Lisa-Marié Deetlefs

Personal information
- Born: 8 September 1987 (age 38) Johannesburg, South Africa
- Height: 1.69 m (5 ft 7 in)
- Weight: 63 kg (139 lb)

Sport
- Sport: Field hockey
- Position: Defender

Senior career
- Years: Team / Caps / Goals
- 2016–2019: Madikwe Rangers / - / -
- 2006-2019: Southern Gauteng / 17 / -

National team
- Years: Team / Caps / Goals
- 2007–present: South Africa / 285 / (44)

Medal record
Africa Cup of Nations
| Gold medal – first place | 2013 Nairobi |  |

= Lisa-Marié Deetlefs =

South African field hockey player

Lisa-Marié Deetlefs (born 8 September 1987) is a South African field hockey player for the South African national team.

==International career==
Lisa made her debut for South Africa in 2007 against Canada at Stellenbosch.

She competed in the 2008 and 2012 Summer Olympics, 2010 Commonwealth Games, 2014 Commonwealth Games, 2018 Commonwealth Games and 2022 Commonwealth Games.

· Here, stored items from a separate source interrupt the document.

PR #75, opened 2020-05-17
Plots replace PyPlot in more examples

navidcy:


examples/barotropicqg_betaforced.jl
```diff
@@ -28,17 +28,17 @@ nx = 128       # 2D resolution = nx^2
...
 
 
 # ## Physical parameters
 
 Lx = 2π        # domain size
- ν = 0.0       # viscosity
-nν = 1         # viscosity order 
  β = 10.0      # planetary PV gradient
  μ = 0.01      # bottom drag
+ ν = 0e-5      # viscosity
```
glwagner, line 40: 0e-5?

examples/barotropicqg_betaforced.jl
```diff
@@ -69,7 +68,7 @@ seed!(1234) # reset of the random number generator for reproducibility
 nothing # hide
 
 # Next we construct function `calcF!` that computes a forcing realization every timestep
-function calcFq!(Fh, sol, t, cl, v, p, g)
+function calcFq!(Fh, sol, t, cl, vs, pr, gr)
```
glwagner, line 71: We may want to encourage a more verbose coding style in the future. But this is fine for now of course!

examples/barotropicqg_betaforced.jl
```diff
@@ -145,64 +148,81 @@ nothing # hide
...
+  pE = plot(1,
+          label="energy",
+          linewidth = 2,
+          alpha = 0.7,
+          xlims = (-0.1, 4.1),
+          ylims = (0, 0.05),
+          xlabel = "μt")
+          
+  pZ = plot(1,
+          label="enstrophy",
```
glwagner, line 213: It's of course not a big deal, but there is a typo here: there are no spaces surrounding `=` in label, while there are in the rest.

examples/barotropicqg_betaforced.jl
```diff
@@ -145,64 +148,81 @@ nothing # hide
...
-  sca(axs[6])
-  cla()
-  plot(μ*Z.t[1:Z.i], Z.data[1:E.i], label="enstrophy")
-  xlabel(L"\mu t")
-  legend()
+function plot_output(prob)
+  l = @layout grid(2, 3)
+  
+  pζ = heatmap(x, y, vs.zeta,
+            aspectratio = 1,
```
glwagner, line 155: Everything is aligned, except `aspectratio`

examples/barotropicqg_betaforced.jl
```diff
@@ -211,27 +231,36 @@ nothing # hide
...
   log = @sprintf("step: %04d, t: %d, cfl: %.2f, E: %.4f, Q: %.4f, walltime: %.2f min",
-    cl.step, cl.t, cfl, E.data[E.i], Z.data[Z.i], 
-    (time()-startwalltime)/60)
-  println(log)
+  cl.step, cl.t, cfl, E.data[E.i], Z.data[Z.i], 
+  (time()-startwalltime)/60)
+  
+  if j%(1000/nsubs)==0; println(log) end  
+  
+  p[1][1][:z] = Array(vs.zeta)
```
glwagner, line 246: I suppose the call to `Array` is to ensure this works on the GPU? Could be good to add a comment here, especially since this is an example.

examples/barotropicqg_betaforced.jl
```diff
@@ -55,7 +55,6 @@ kf, dkf = 14.0, 1.5     # forcing wavenumber and width of forcing ring in wavenu
 
 gr  = TwoDGrid(nx, Lx)
 
-x, y = gridpoints(gr)
 Kr = [ gr.kr[i] for i=1:gr.nkr, j=1:gr.nl]
 
 forcingcovariancespectrum = @. exp(-(sqrt(gr.Krsq)-kf)^2/(2*dkf^2))
```
glwagner, line 60: This line is hard to read and somewhat inscrutable. I might infer that `kf` is a forcing wavenumber... but maybe writing `forcing_wavenumber` would make this unambiguous. A comment that explains the point of this could help too. `dkf` could be named `forcing_bandwidth`.

examples/barotropicqg_betaforced.jl
```diff
@@ -55,7 +55,6 @@ kf, dkf = 14.0, 1.5     # forcing wavenumber and width of forcing ring in wavenu
 
 gr  = TwoDGrid(nx, Lx)
 
-x, y = gridpoints(gr)
 Kr = [ gr.kr[i] for i=1:gr.nkr, j=1:gr.nl]
```
glwagner, line 58: Why is this line here? I'm not sure where `Kr` is used, but the next line down seems unrelated.

examples/barotropicqg_betaforced.jl
```diff
@@ -69,7 +68,7 @@ seed!(1234) # reset of the random number generator for reproducibility
 nothing # hide
 
 # Next we construct function `calcF!` that computes a forcing realization every timestep
-function calcFq!(Fh, sol, t, cl, v, p, g)
+function calcFq!(Fh, sol, t, cl, vs, pr, gr)
   ξ = ArrayType(dev)(exp.(2π*im*rand(Float64, size(sol)))/sqrt(cl.dt))
```
glwagner, line 72: Does this allocate a new array every time-step?

You may want to allocate this array outside of the function, and then reference it as a global. I think declaring it `const` will ensure that it runs on the GPU.

Another option is to make `calcFq` a callable object that carries around a reference to `ξ` (rather than referencing it as a global). The complication with this approach is that I think you will need to use `Adapt` to get it to work on the GPU.

It's probably important to introduce what we think is best practice for this problem in the example. If its complicated, I think that means we simply need to add more simple examples to bridge the gap between simple cases and this sophisticated case.

glwagner: I guess referencing `ξ` as a global is probably a simple and adequate solution for this problem. 

I'm worried this forcing function won't work (at least not generically, or for large problems) on the GPU if it allocates every time-step, as there is no garbage collection on the GPU.

Also, the syntax on this fairly complex line is very compact, which makes it difficult to read. Putting some white space between the arithmetic operations will make this part of the code easier to read and understand.

examples/barotropicqg_betaforced.jl
navidcy: This is **exactly** the problem I wanted you to help me out.
It's a bit complicated... if I don't us `Array()` then `@animate` does not use the first frame for vorticity. Very strange....

examples/barotropicqg_betaforced.jl
navidcy: Nice catch!

navidcy: One solution is to avoid `ξ` whatsoever by:
```julia
  @. Fh = ArrayType(dev)(exp.(2π*im*rand(Float64, size(sol)))/sqrt(clock.dt))*sqrt(forcing_spectrum)
```

But that seems cumbersome, right?

navidcy: hm... I tried `@btime` and it made no difference...

navidcy:
@glwagner this PR has become huge. I'm tempted to merge as soon as tests and docs are built properly and open two issues regarding
- are `calcF!()` functions allocate arrays every time-step?
- are statements like `ξ[1, 1]=0` within `calcF!()` functions really slow down GPU? 
- why Plots.jl seems to care if, e.g., `p[1][1][:z]=prob.vars.zeta` or `p[1][1][:z]=Array(prob.vars.zeta)`?

What do you reckon?

examples/barotropicqg_betaforced.jl
glwagner: Your solution still allocates memory. Memory is allocated by this snippet:

`rand(eltype(gr), size(sol))`

Which is embedded within the expression above. This function creates an array of `size(sol)`.

This function always executes on the CPU, as well.

Note that (the last time I checked) it is not possible to generate random numbers on the GPU within a kernel (and therefore without allocation GPU memory). This function will be slow on the GPU. It may be best to write this code only to execute on the CPU, so that people are not misled into thinking it would be a good idea to run this on the GPU. I'm pretty sure this code would be very slow on the GPU.

One way to avoid allocating memory on the CPU is probably to write a function that executes a loop over the two dimensions of `ξ`. For example, you can fill an array with random values by writing

```julia
for i in eachindex(a)
    @inbounds a[i] = rand()
end
```

glwagner: It's also important to note that `ArrayType(GPU())(a)` creates a new array that has the data in `a` on the GPU, and therefore allocates memory on the GPU. Because there is no garbage collection on the GPU, the GPU will run out of memory when this function is executed many times.

glwagner: This also works:

```julia
julia> @time a .= rand(Float64, size(a));
  0.000447 seconds (9 allocations: 512.297 KiB)
```

glwagner: Here's an example:

```julia
julia> @time a .= rand(Float64, size(a));
  0.000175 seconds (9 allocations: 512.297 KiB)
```

```julia
julia> function fillrand!(a)
       for i in eachindex(a)
       @inbounds a[i] = rand()
       end
       end

julia> @time fillrand!(a)
  0.009296 seconds (6.76 k allocations: 315.136 KiB)

julia> @time fillrand!(a)
  0.000686 seconds (4 allocations: 160 bytes)
```

The function that allocates memory is actually faster in this case... but it might slow down time-stepping. I'm not sure.

glwagner: Ah, best of all:

```julia
using Random

a = zeros(256, 256)

@time rand!(a)

@time rand!(a)
```

I get 

```julia
julia> @time rand!(a);
  0.000087 seconds (4 allocations: 160 bytes)
```

navidcy:
@glwagner, since this PR is about PyPlot.jl->Plots.jl, I'm merging and moving the discussion about memory allocation and forcing functions on CPU/GPU elsewhere.

PR #77, opened 2020-05-19
[WIP] Adds temp/temph arrays

navidcy:
This addition helps clear up the code a bit and also the `calcN!()` function.

@glwagner what do you think? I can go ahead apply this to all modules...

### DIFF
--- a/.travis.yml
+++ b/.travis.yml
@@ -9,22 +9,9 @@ julia:
   - 1.4
   - nightly
 
-# after_success:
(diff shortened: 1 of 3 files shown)


glwagner:
I'm not convinced this is a good idea. Consider:

1. All of the arrays in `Vars` are temporary. What is "more temporary" about this?

2. On the GPU, you're limited by the problem size you can run. Adding more arrays to `Vars` further limits the size of the problem you can do. In general its best to be as memory-lean as possible.

3. If the problem is variable naming, I would suggest removing as many elements from `Vars` as possible and replacing them all with an array `auxiliary_coeffs` and `auxiliary_grid` for Fourier coefficient arrays and grid-space arrays. Renaming / variable binding (which has negligible or zero cost for performance) in `calcN!` can be used to make the code interpretable.

What do you think?

PR #83, opened 2020-05-28
GPUify BarotropicQGQL Module

navidcy:


navidcy:
@glwagner this is the last module to be GPUified. After merging we bump up to v0.5.0.
Exciting times.

PR #84, opened 2020-05-28
Aesthetics in BarotropicQG and TwoDNavierStokes modules

navidcy:
This PR is mostly about code aesthetics. E.g., all code variables like `p, v, g, s` are now `params, vars, grid, sol` making the code much more readable.

Furthermore:
- fixes doc strings
- removes `f0` from `BarotropicQG`


navidcy:
@glwagner I'm merging since this is 99% aesthetics (with which I'm sure you'd agree).

PR #88, opened 2020-06-02
Optimize MultilayerQG on CPU

navidcy:
- `S` and `invS` are now Arrays of StaticArrays; 13x speedup on CPU


navidcy:
@glwagner can you add KernelAbstractions?

navidcy:
before these changes
```julia
julia> @btime stepforward!(prob)
  5.407 ms (133187 allocations: 9.65 MiB)
```
while after these changes:
```julia
julia> @btime stepforward!(prob)
  3.145 ms (67 allocations: 3.27 KiB)
```

glwagner:
Yes, the reason is that as it's currently written the PV inversion launches `nx * ny` very small, inefficient kernels that block GPU computation in order to do a very small matrix multiplication. This is an inefficient way to do the PV inversion.

navidcy:
@glwagner I'm thinking of merging this since it results in considerable speedup for running `MultilayerQG` on the CPU and we can explore writing kernel in a different PR. What do you reckon?

glwagner:
I think that's a very good idea. It's good to have incremental PRs anyways.

PR #103, opened 2020-09-08
Adds enstrophy budget diagnostics for 2D and barotropic QG

BrodiePearson:
I added three diagnostics to look at the enstrophy budget in anisotropic 2D turbulence (i.e. in the 2D and barotropic QG modules). The diagnostics are complementary to the existing energy budget diagnostics; the dissipation of enstrophy, the hypo-viscous/drag removal of enstrophy, and the rate of enstrophy production/destruction by the forcing.


navidcy:
thanks @BrodiePearson 
I'll have a look and let you know!

src/barotropicqg.jl
```diff
@@ -339,18 +342,30 @@ enstrophy(prob) = enstrophy(prob.sol, prob.grid, prob.vars)
...
 Returns the enstrophy of the domain-averaged U.
 """
 meanenstrophy(prob) = real(prob.params.β * prob.sol[1, 1])
 
+"""
+    dissipation_ens(prob)
+
+Returns the domain-averaged dissipation rate of enstrophy. nν must be >= 1.
+"""
+@inline function dissipation_ens(prob)
```
glwagner, line 362: a good name for this function might be `enstrophy_dissipation`

src/barotropicqg.jl
```diff
@@ -384,6 +399,25 @@ end
 
 @inline work(prob) = work(prob.sol, prob.vars, prob.grid)
 
+"""
+    work_ens(prob)
+    work_ens(sol, v, grid)
+
+Returns the domain-averaged rate of work of enstrophy by the forcing Fh.
+"""
+@inline function work_ens(sol, vars::ForcedVars, grid)
```
glwagner, line 408: A good name for this function might be `enstrophy_work`

src/barotropicqg.jl
```diff
@@ -397,4 +431,16 @@ Returns the extraction of domain-averaged energy by drag μ.
   return params.μ / (grid.Lx * grid.Ly) * parsevalsum(vars.uh, grid)
 end
 
+"""
+    drag_ens(prob)
+
+Returns the extraction of domain-averaged enstrophy by drag/hypodrag μ.
+"""
+@inline function drag_ens(prob)
```
glwagner, line 439: A good name for this function might be `drag_enstrophy_dissipation`. In light of this function, the first function could be called `viscous_enstrophy_dissipation`.

glwagner (commented):
I'll let @navidcy look at the correctness of these functions. Tests would probably be good (but can be added in a subsequent PR). I've just made some comments about naming (using full English words, and English-language patterns is best in my opinion). Great contribution!

src/barotropicqg.jl
BrodiePearson: I like your suggestions of `enstrophy_dissipation`, `enstrophy_work` and, for consistency, `enstrophy_drag`. This is consistent with the diagnostics for energetics; `dissipation`, `work` and `drag` (rather than specifying viscous dissipation and drag dissipation). 

If we took your later suggestions the energetics diagnostics should probably be changed too.

navidcy:
I agree with @glwagner function name suggestions. I think if we'll have, e.g., an `enstrophy_dissipation()` function we might as well rename the current `dissipation` to `energy_dissipation()`? 

I think that some tests would be useful. For the energy budget terms we don't test each of them separately (perhaps we should) but rather check that the budget terms add up to give the energy tendency as computed numerically, see, e.g., 

https://github.com/FourierFlows/GeophysicalFlows.jl/blob/27a13746e9dc373d0ee00b730ee269e9c8891bc0/test/test_barotropicqg.jl#L127

https://github.com/FourierFlows/GeophysicalFlows.jl/blob/27a13746e9dc373d0ee00b730ee269e9c8891bc0/test/test_barotropicqg.jl#L51

@BrodiePearson, I can help out add some enstrophy budget tests if you'd like me to. Let me know.

BrodiePearson:
@navidcy & @glwagner Thanks for the suggestions and comments! 

I changed the diagnostic names in the 2D model to be `enstrophy_dissipation`, `energy_work` etc. I also added a tests for the enstrophy budget residual, and changed the 2D forced-dissipative example to plot the enstrophy and energy budget analyses alongside each other (see below). Let me know if you see any issues! The enstrophy budget terms and the residual are a couple of orders of magnitude larger than their energy budget counterparts because there is a factor of (forcing_wavenumber)^2 difference between the enstrophy and energy injection rates. 

I did not update the BarotropicQG model any further. In another branch I have added hypo-viscosity of arbitrary power for the BarotropicQG model [in line with the 2D model capabilities], so I could bundle it in a PR for that if it would be a useful enhancement.

Budget_Diagnostics

Project.toml
```diff
@@ -10,6 +10,7 @@ FFTW = "7a1cc6ca-52ef-59f5-83cd-3a7055c09341"
 FourierFlows = "2aec4490-903f-5c70-9b11-9bed06a700e1"
 JLD2 = "033835bb-8acc-5ee8-8aae-3f567f8a3819"
 LinearAlgebra = "37e2e46d-f89d-539d-b4ee-838fcccc9c8e"
+Plots = "91a5bcdd-55d7-5caf-9e0b-520d859cae80"
```
navidcy, line 13: We don't need to add Plots as a dependency of the package. When one wants to run some of the examples they should load the `examples/Project.toml`. The docs also have Plots as a dependency; see `docs/Project.toml`.

navidcy:
@BrodiePearson this is great -- thanks!
I'll have a careful look soon.

Project.toml
BrodiePearson: Thanks, I hadn't realized those separate `Project.toml` files existed (I'm new to Julia).

navidcy: no worries!

test/test_twodnavierstokes.jl
```diff
@@ -109,28 +118,36 @@ function test_twodnavierstokes_deterministicforcingbudgets(dev::Device=CPU(); n=
...
   ii2 = (i₀+1):E.i
 
   # dEdt = W - D - R?
   total = W[ii2] - D[ii] - R[ii]
+  totalZ = WZ[ii2] - DZ[ii] - RZ[ii]
   residual = dEdt - total
+  residualZ = dZdt - totalZ
 
   isapprox(mean(abs.(residual)), 0, atol=1e-8)
+  isapprox(mean(abs.(residualZ)), 0, atol=1e-8)
```
navidcy, line 150: The way the test is written now will only return `true` or `false` for the enstrophy budget.
Last two lines of the `tests should be changed to 

```julia
return isapprox(mean(abs.(residual)), 0, atol=1e-8) & isapprox(mean(abs.(residualZ)), 0, atol=1e-8)
```

test/test_twodnavierstokes.jl
```diff
@@ -56,30 +56,39 @@ function test_twodnavierstokes_stochasticforcingbudgets(dev::Device=CPU(); n=256
...
   # total = W[ii2]+ε - D[ii] - R[ii]      # Ito
   total = W[ii2] - D[ii] - R[ii]        # Stratonovich
+  totalZ = WZ[ii2] - DZ[ii] - RZ[ii]
 
   residual = dEdt - total
   isapprox(mean(abs.(residual)), 0, atol=1e-4)
+
+  residualZ = dZdt - totalZ
+  isapprox(mean(abs.(residualZ)), 0, atol=(kf^2)*1e-4)
 end
```
navidcy, line 92: Similarly, this needs to be changed to:

```julia
 residual = dEdt - total
residualZ = dZdt - totalZ

return isapprox(mean(abs.(residual)), 0, atol=1e-4) && isapprox(mean(abs.(residualZ)), 0, atol=(kf^2)*1e-4)
```

test/test_twodnavierstokes.jl
```diff
@@ -56,30 +56,39 @@ function test_twodnavierstokes_stochasticforcingbudgets(dev::Device=CPU(); n=256
...
   # dEdt = W - D - R?
   # If the Ito interpretation was used for the work
   # then we need to add the drift term
   # total = W[ii2]+ε - D[ii] - R[ii]      # Ito
   total = W[ii2] - D[ii] - R[ii]        # Stratonovich
+  totalZ = WZ[ii2] - DZ[ii] - RZ[ii]
 
   residual = dEdt - total
   isapprox(mean(abs.(residual)), 0, atol=1e-4)
+
```
navidcy, line 89: This needs to be changed to:

```julia
 residual = dEdt - total
residualZ = dZdt - totalZ

return isapprox(mean(abs.(residual)), 0, atol=1e-4) && isapprox(mean(abs.(residualZ)), 0, atol=(kf^2)*1e-4)
```
otherwise only the answer regarding the enstrophy budget is taken into consideration.

navidcy:
I'm not ignoring this @BrodiePearson. While reviewing this I realised that there was a bug in the tests for deterministic forcing energy budgets for `TwoDNavierStokes`. I fixed it in #105.

examples/twodnavierstokes_stochasticforcing.jl
```diff
@@ -125,23 +130,28 @@ nothing # hide
...
   t = E.t[ii]
   dEdt_computed = W[ii2] - D[ii] - R[ii]        # Stratonovich interpretation
-  
-  residual = dEdt_computed - dEdt_numerical
+  dZdt_computed = WZ[ii2] - DZ[ii] - RZ[ii]
+
+  residual_E = dEdt_computed - dEdt_numerical
+  residual_Z = dZdt_computed - dZdt_numerical
+
+  εZ = ε*(forcing_wavenumber^2)  # Estimate of mean enstrophy injection rate
```
navidcy, line 150: This is correct since the forcing is "narrow-ish" in wavenumber space.
A better way is:
```julia
εZ= parsevalsum(forcing_spectrum/2, g)/(g.Lx * g.Ly)
```
right?

navidcy (changes requested):
I suggest splitting the `test_twodnavierstokes_stochasticforcingbudgets()` to `test_twodnavierstokes_stochasticforcing_energybudgets()` and `test_twodnavierstokes_stochasticforcing_enstrophybudgets()`. Similarly for `...deterministicforcing_...`. But this can be also done after we merge!

This is a nice addition. Thanks @BrodiePearson. I suggest we merge and we can add some tests for the enstrophy budgets in `BarotropicQG` later.

Regarding the hypoviscosity in `BarotropicQG`, I have never seen anybody using hypo-viscosity in a QG setup. Do you have anything in mind? I was under the impression that hypo-viscosity was only a "trick" to dissipate energy piling up at largest scale without affecting the inertial range and that was only used in 2D turbulence simulations.

.gitignore
```diff
@@ -19,6 +19,7 @@ docs/Manifest.toml
 # Model output
 **/*.jld
 **/*.jld2
+**/*.mat
```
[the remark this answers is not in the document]
BrodiePearson: I've been post-processing with some Matlab functions so I've been outputting .mat in addition to .jld* files. I expect you won't be having any .mat-producing examples in the master you can remove it if you like and I'll just keep it on my fork.

examples/twodnavierstokes_stochasticforcing.jl
BrodiePearson: Good suggestion! Changed it

BrodiePearson:
@navidcy Thanks for catching those issues and for suggesting resolutions. I made all the suggested changes and also fixed some typos in the example figures. Feel free to make any modifications if you catch more.

As for the hypo-drag, I'm using the barotropic QG model to simulate anisotropic 2D turbulence (i.e. 2D turbulence on a sphere). I'm interested in the statistics of the inverse energy and direct enstrophy cascades as a function of the flow anisotropy, and hypo-drag gets used for these types of simulation (e.g. [this study](https://aip.scitation.org/doi/10.1063/1.1327594)). I'm planning to use the 2D and BarotropicQG models together to achieve this, and since hypo-drag was critical to get a nice isotropic inverse cascade in the 2D model I wanted to be able to run exactly comparable simulations in BarotropicQG.

I'm hoping this will complement an analogous study under a range of QG conditions using the other GeophysicalFlows models. If you'd like I would be happy to discuss my plans in more detail, I think GeophysicalFlows is going to be central to my modelling efforts.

Lisa Deetlefs announces retirement from International Hockey on 24 August 2021, reversed her decision to retire from International hockey, 2022 Women's FIH Hockey World Cup.

==Personal life==
Lisa-Marie Deetlefs currently holds a position as head of hockey at St. Andrew's School for Girls in Johannesburg.